Task details :: The reply should hold only the lines below from the one with "Add Clone support" to the end, each copied exactly.

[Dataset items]
_ _ _ _ _ _ _

PR #826, opened 2022-11-25
Add Clone support for ProofWithPublicInputsTarget

tikhono:
When I have done some recursive example, I found out the lack for Clone derive for ProofWithPublicInputsTarget.

Here example: https://gist.github.com/tikhono/6b3222ccaa2030280efcbc7038eeb373

Does the usage of clone correct? Or lack of this derive is intendant, so there are some reasonings for this?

_ _ _ _ _ _ _

Problem solution ::
Add Clone support for ProofWithPublicInputsTarget

tikhono:
When I have done some recursive example, I found out the lack for Clone derive for ProofWithPublicInputsTarget.

Here example: https://gist.github.com/tikhono/6b3222ccaa2030280efcbc7038eeb373

Does the usage of clone correct? Or lack of this derive is intendant, so there are some reasonings for this?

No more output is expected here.